Note: If you keep the cheaper plan over time, you will eventually have to monitor non-active members and remove them periodically. It might be worth that to you, to keep the organizer cost down, but I quickly got tired of it, and I just changed the plan to unlimited members.


I'm not going to walk you through the details how to use Meetup itself here. There are tutorials on Meetup.com that will help you. Once it's set up, I strongly advise you to download the app onto your smartphone. I use the app on my phone to manage my Meetup stuff most of the time.


You can use Meetup as a way to contact your students as well (newsletter, announcements, etc.). It's very basic, but very easy to use. Require all your students to join your Meetup on the site, and they'll get those communications.


After you have a Meetup group, try to have at least one other Social Media channel popular with the kind of people who train with you actively promoting it. It could be Instagram, MeWe, Facebook, Tik-Tok, Twitter, whatever. We use Facebook and MeWe on the regular, but I have other active channels I'll share Meetup info to once in a while (and of course, I mention it every Friday here on the blog, too).


Then set a date for your first session. Meetup will notify people in your area that are interested in martial arts (or other keywords) that your Meetup is happening and they might be interested in attending.

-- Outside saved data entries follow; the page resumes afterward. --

PR #101, opened 2019-07-09
Feature/tao 6655/introduce user group

Skyld:
Ticket: https://oat-sa.atlassian.net/browse/TAO-8655
Follow up ticket after this: https://oat-sa.atlassian.net/browse/TAO-8654

### Added
- `groupId` property to `User` entity for logical grouping of users.

### Changed
- Upgraded to Symfony version `4.3`

### DIFF
--- a/config/doctrine/User.orm.yml
+++ b/config/doctrine/User.orm.yml
@@ -5,35 +5,32 @@ App\Entity\User:
     id:
         id:
             type: integer
-            scale: 0
             length: null
             nullable: false
-            precision: 0
             id: true
             generator:
                 strategy: AUTO
     fields:
         username:
             type: string
-            scale: 0
             length: 255
             unique: true
             nullable: false
-            precision: 0
         password:
             type: string
-            scale: 0
             length: 255
             unique: false
             nullable: false
-            precision: 0
         roles:
             type: json_array
-            scale: 0
             length: null
             unique: false
             nullable: false
-            precision: 0
+        groupId:
+            type: string
+            length: 255
+            unique: false
+            nullable: true
     oneToMany:
         assignments:
             targetEntity: App\Entity\Assignment
--- a/config/doctrine/User.orm.yml
+++ b/config/doctrine/User.orm.yml
@@ -31,6 +31,7 @@ App\Entity\User:
             length: 255
             unique: false
             nullable: true
+            column: group_id
     oneToMany:
         assignments:
             targetEntity: App\Entity\Assignment
--- a/src/Command/Bulk/AbstractBulkUsersAssignmentsCommand.php
+++ b/src/Command/Bulk/AbstractBulkUsersAssignmentsCommand.php
@@ -139,7 +139,7 @@ abstract class AbstractBulkUsersAssignmentsCommand extends Command
     /**
      * @throws LogicException
      */
-    protected function ensureConsoleOutput(OutputInterface $output): ConsoleOutputInterface
+    private function ensureConsoleOutput(OutputInterface $output): ConsoleOutputInterface
     {
         if (!$output instanceof ConsoleOutputInterface) {
             throw new LogicException(
--- a/src/Command/Bulk/AbstractBulkUsersAssignmentsCommand.php
+++ b/src/Command/Bulk/AbstractBulkUsersAssignmentsCommand.php
@@ -139,7 +139,7 @@ abstract class AbstractBulkUsersAssignmentsCommand extends Command
     /**
      * @throws LogicException
      */
-    private function ensureConsoleOutput(OutputInterface $output): ConsoleOutputInterface
+    protected function ensureConsoleOutput(OutputInterface $output): ConsoleOutputInterface
     {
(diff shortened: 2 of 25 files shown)


config/doctrine/User.orm.yml
```diff
@@ -5,35 +5,32 @@ App\Entity\User:
...
             type: json_array
-            scale: 0
             length: null
             unique: false
             nullable: false
-            precision: 0
+        groupId:
+            type: string
+            length: 255
+            unique: false
```
uncleempty: Just to check, as we still don't have full info on groups:
should it really be nullable?

src/Command/Bulk/AbstractBulkUsersAssignmentsCommand.php
```diff
@@ -139,7 +139,7 @@ protected function processOperationCollection(BulkOperationCollection $bulkOpera
     /**
      * @throws LogicException
      */
-    protected function ensureConsoleOutput(OutputInterface $output): ConsoleOutputInterface
+    private function ensureConsoleOutput(OutputInterface $output): ConsoleOutputInterface
```
uncleempty: Should it really be a private method, since the class itself is abstract?

config/doctrine/User.orm.yml
Skyld: Yes, because for example Invalsi doesn't use groups. We'll implement a load balancing strategy (in the next pr) on top of the group, but other than that, it's not a must have column.

uncleempty: Aw, yeah, indeed, forgot that roster is not client-specific.

src/Command/Bulk/AbstractBulkUsersAssignmentsCommand.php
Skyld: It's not a method meant to be overwritten by inherited classes.

Skyld:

You can set sessions to recurring, which means Meetup will automatically create a new session for you until you tell it not to (and it will automatically send a notification to your group members to remind them to come).


You can cancel a session (which everybody has to do sometimes) and Meetup will notify members that you canceled it.


See? Pretty simple and easy.


This is what users of Meetup see when they find us. We change that image out once in a while.

You can do something similar on Facebook with Facebook Events, but a lot of people - especially young adults - aren't on Facebook anymore. And while Facebook is "free", it won't automatically share your stuff to people interested in what you are doing, you have to pay for Ads to do that.


Nothing is ever really totally free, y'all.


Speaking of which, you can charge for Meetup sessions. Meetup can help you collect those fees as an organizer, versus having to do extra stuff yourself.


Ultimately, if you're looking to start a martial arts training group on the cheap, it's hard to beat Meetup.com. Easy, inexpensive, and very good at helping people find you. You don't have to be super tech-savvy to make this work, and I know for a lot of you, that's really important.


Do you use Meetup? What tips and tricks do you have to share? Is there another service you like better? If so, what is it? How do you organize YOUR martial arts training group (not in a school)? Do you have questions about using Meetup? Let us know in the comments!